_EXERCISE AIM_
Look through the listing below and write out exactly the lines from the line with "import IconChart from" to the line with "The other 2", both included, and no others.

+ + + + +

PR #2029, opened 2021-03-22
Mobile cleanup

adamjarling:
Not perfect, but all pages are mostly viewable now and I think a decent start.

This PR also establishes a pattern of simplifying the `import` of common `UI` components, and creates some new UI components which handle desktop/mobile display. 

image

image

### DIFF
--- a/assets/js/components/Charts/GoogleAnalytics.jsx
+++ b/assets/js/components/Charts/GoogleAnalytics.jsx
@@ -2,21 +2,25 @@ import React from "react";
 import PropTypes from "prop-types";
 import { Link } from "react-router-dom";
 import IconChart from "@js/components/Icon/Chart";
+import UIActionHeadline from "@js/components/UI/ActionHeadline";
 
 function ChartsGoogleAnalytics(props) {
   return (
     <div>
-      <div className="is-flex is-justify-content-space-between">
-        <h3 className="subtitle is-3">
-          Digital Collections traffic last 30 days
-        </h3>
-        <Link to="/dashboards/analytics" className="button">
-          <IconChart className="icon" />
-          <span>View GA Dashboard</span>
-        </Link>
-      </div>
+      <UIActionHeadline>
+        <>
+          <h3 className="subtitle is-3">
+            Digital Collections traffic last 30 days
+          </h3>
+          <Link to="/dashboards/analytics" className="button">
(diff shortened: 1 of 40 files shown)


kdid:
Looks good. Here's a couple things I noticed. Not sure if these are maybe things that are out of scope for now:

- Lost hamburger menu on a couple pages (ingest sheet page, work page)
- Full Google Analytics dashboard is **_tiny_**
- Preservation tab table squashed and unreadable (most of the other tables seem to scroll off to the right)

Screen Shot 2021-03-23 at 2 12 11 PM
Screen Shot 2021-03-23 at 2 13 29 PM
Screen Shot 2021-03-23 at 2 10 01 PM
Screen Shot 2021-03-23 at 2 18 24 PM

adamjarling:
@kdid Nice catch on the Ingest Sheets page...I missed that one. 

The other 2 (GA dashboard, and the Preservation table) I was aware of but just skipped.  

@davidschober For the GA Dashboard, since this is iFrame content, not sure how we go about this on our end, except to design the dashboard "mobile-first", then let it unfold out to Desktop?   Or we provide just a button on mobile, which links directly to the Google hosted page?

The Preservation table is going to take some extra work, so I'll create a ticket it for that now.

davidschober:
>  For the GA Dashboard, since this is iFrame content, not sure how we go about this on our end, except to design the dashboard "mobile-first", then let it unfold out to Desktop? 
I'm not sure I know what unfold means in this context. 

> Or we provide just a button on mobile, which links directly to the Google hosted page?
I think that might be enough for this use case. I think we want to optimize for laptop/desktop for these reports otherwise we will spend more cycles than we need to.

kdid:
Ingest sheet page looks better but hamburger menu still missing from work page.

Screen Shot 2021-03-24 at 1 11 31 PM

adamjarling:
@kdid So the hamburger menu likely isn't missing, it's just being pushed to the right by some piece of longer metadata which isn't being "word breaked" in metadata display, in the Tabs section.  

I'd say let's break this into a smaller issue, as the point of this issue was to get like 90% of the way there on mobile (given that it started around 20%)

kdid:
Oh yeah that's cool I didn't realize it was over to the right. 
Approving

kdid (approved):

PR #2078, opened 2021-03-30
Support bg colors for staging and optional toggle switch for dev envi…

adamjarling:
…ronment

#### Staging environment
image

#### Dev environment
image

image

Also added support for anything we want to save in Meadow for the future, in `localStorage` in case user's want to customize UI appearance on things in the future.

### DIFF
--- a/README.md
+++ b/README.md
@@ -32,7 +32,7 @@ Now you can visit [`https://devbox.library.northwestern.edu/`](https://devbox.li
 
 Start the Phoenix with `mix phx.server` or `iex -S mix phx.server` if you want to an interactive shell.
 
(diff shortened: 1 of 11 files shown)


mbklein (approved):

adamjarling:
@kdid Yea, it should be sticking....looking into it.

adamjarling:
@kdid Made another round of updates which simplifies the implementation.  The key takeaways are:

- When the Dev bg color toggle switch is toggled, a page refresh occurs to initiate the updated `localStorage` value.

image

- When Dev bg color is active (and will persist active), you can update your own background color via the `devBg` `localStorage` value in your browser's console.

image

kdid (approved):

PR #2099, opened 2021-04-05
Upload source maps to honeybadger after phx.digest

mbklein:
The minified URLs for Meadow's source maps in Honeybadger don't include the Phoenix digests:

image

(Those should be `vendors~app.bundle-7b5fbdaaf3c862113bdfe4e2fbf33d79.js` and `app.bundle-55fb79a6f44cbbf586da786ab53c5a1e.js` to match what's in staging.)

The `@honeybadger-io/webpack` plugin doesn't know about Phoenix digests, so we have to change things up and upload source maps manually.

This PR also includes a little bit of refactoring to make the CircleCI build config easier to read by moving large, multi-line `run` commands to separate bash scripts.

### DIFF
--- a/.circleci/config.yml
+++ b/.circleci/config.yml
@@ -146,6 +146,7 @@ jobs:
           image: nulib/meadow
           tag: ${DEPLOY_TAG}
       - run:
+          name: Tag Deps Image
           command: |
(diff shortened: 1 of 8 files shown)


bmquinn (approved):
Really like refactoring the commands to their own bash scripts! 👍

PR #2111, opened 2021-04-07
Update dev bg toggle for staging environment

adamjarling:
Default bg color, but a user can update this in their `localStorage.devBg` property to any color they like.

Also adds either "DEV" or "STAGING" to the header next to the Meadow logo.

image

### DIFF
--- a/assets/js/components/UI/DevBgToggle.jsx
+++ b/assets/js/components/UI/DevBgToggle.jsx
@@ -2,7 +2,7 @@ import React from "react";
 
 // Default color light blue
 // You can update this in your browser's console by setting a new hex value for "devBg" property
-const BG_HEX_VALUE = "#eff5fa";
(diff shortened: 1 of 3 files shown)


mbklein:
Am I correct that `localStorage.devBg` is _not_ supposed to persist between toggles? Like, if I toggle the dev background on (shows blue), then change it to red in my console and reload (shows red), then toggle it off and on again, it should go back to blue?

adamjarling:
@mbklein  Yes, correct.  Toggling the switch either sets a text string value, or an empty string value.    Essentially resetting the color to the default.

adamjarling:
But we can also save the custom bg color if you think that'd be helpful?

mbklein (approved):

mbklein:
We can wait and see if that's something the end users think would be useful. Looks good for now.

PR #2113, opened 2021-04-07
Intercept browser back button event on Search screen, and take user t…

adamjarling:
…o previous screen to avoid a double back click.

This solution is only implemented on the Search screen.  Figure tread lightly manipulating the `history` stack and see if this is a more pleasant UX?

To test this:
1. Go to any Collection or Project that has a "View Works" button. 
2. Click the button
3. After Search screen has loaded, click browser "Back" button.

One click should get you back to the previous screen.


bmquinn (approved):
👍

PR #2114, opened 2021-04-07
Add COMPLETED_ERROR status to ingest sheets

mbklein:
* Update the existing progress trigger to set the completed ingest sheet status to `completed_error` if the sheet encountered any errors during processing
* Add the new `COMPLETED_ERROR` status to the GraphQL API
* Update the front end to display the new status

Current styling for the `COMPLETED_ERROR` status is red (`is-danger`) but can be changed easily if a different presentation would be better.

To test: Submit an ingest sheet pointing to a file that exists but that isn’t a valid image.


bmquinn (approved):
Looks great 👍 
complete_with_errors

adamjarling (approved):

PR #2118, opened 2021-04-08
Refactor hard-coded limit in AuthorityRecords.list_authority_records/1

bmquinn:
… to include a limit argument with a default


mbklein:
This change adds a parameter to an API call, but it's an optional parameter with a sane default, so it's not a breaking change. Does that make this a point update or a minor update?

bmquinn:
Good question, I'd say point update if forced to choose.

adamjarling (approved):

PR #2127, opened 2021-04-09
Update title in page head, and put in protection against Helmet error…

adamjarling:
…s on empty Collection or Work titles


bmquinn (approved):
Awesome, fixes the issue for my untitled works in dev 👍

PR #2150, opened 2021-04-16
Rework Meadow.Error.Filter to use Honeybadger.Filter.Mixin

mbklein:


bmquinn (approved):
Awesome, glad Honeybadger fixed the upstream issue! Simplifies this logic quite a bit 👍

PR #2169, opened 2021-04-26
Update Project Metadata to be single value, on the UI side

adamjarling:
On the UI side, these form inputs are now just regular text inputs.  Before sending data to the API for update mutations, the single value is just getting cast as an `array` data type.  

When the back end is ready to accept and deliver single value data, can do some more clean up on the UI side, and also re-organize Project metadata helper arrays a bit.

image

image


bmquinn (approved):
Works great, 👍

PR #2172, opened 2021-04-27
Append to NULL array is the same as replace

mbklein:
NOTE: To test this properly, you must start with seed data from before the existence of the `cultural_context` field


adamjarling:
@mbklein @bmquinn Still not sure I'm doing this properly, but I haven't re-seeded data since last week.  Same data as when I noticed the bug.

I just tried to append a new Cultural Context value via Batch Edit, and still getting the same error.  Do I need to `devstack down -v` ?

image

mbklein:
Yeah, maybe try with a down -v and re-seed?

adamjarling:
Yea, success.  Looks good on this end.

adamjarling (approved):

PR #1662, opened 2022-07-01
Fixes a bug in Firefox where the Firefox version wasn't being correctly parsed

jrc03c:
In Firefox 102.0, the version number was being incorrectly parsed as 10 rather than 102 because only 2 digits were being selected after the final "/"; so the button that enables navigation to the keyboard shortcuts page was being removed. This PR fixes that small bug.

+ + + + +

_YOUR SOLUTION_
 import IconChart from "@js/components/Icon/Chart";
+import UIActionHeadline from "@js/components/UI/ActionHeadline";
 
 function ChartsGoogleAnalytics(props) {
   return (
     <div>
-      <div className="is-flex is-justify-content-space-between">
-        <h3 className="subtitle is-3">
-          Digital Collections traffic last 30 days
-        </h3>
-        <Link to="/dashboards/analytics" className="button">
-          <IconChart className="icon" />
-          <span>View GA Dashboard</span>
-        </Link>
-      </div>
+      <UIActionHeadline>
+        <>
+          <h3 className="subtitle is-3">
+            Digital Collections traffic last 30 days
+          </h3>
+          <Link to="/dashboards/analytics" className="button">
(diff shortened: 1 of 40 files shown)


kdid:
Looks good. Here's a couple things I noticed. Not sure if these are maybe things that are out of scope for now:

- Lost hamburger menu on a couple pages (ingest sheet page, work page)
- Full Google Analytics dashboard is **_tiny_**
- Preservation tab table squashed and unreadable (most of the other tables seem to scroll off to the right)

Screen Shot 2021-03-23 at 2 12 11 PM
Screen Shot 2021-03-23 at 2 13 29 PM
Screen Shot 2021-03-23 at 2 10 01 PM
Screen Shot 2021-03-23 at 2 18 24 PM

adamjarling:
@kdid Nice catch on the Ingest Sheets page...I missed that one. 

The other 2 (GA dashboard, and the Preservation table) I was aware of but just skipped.  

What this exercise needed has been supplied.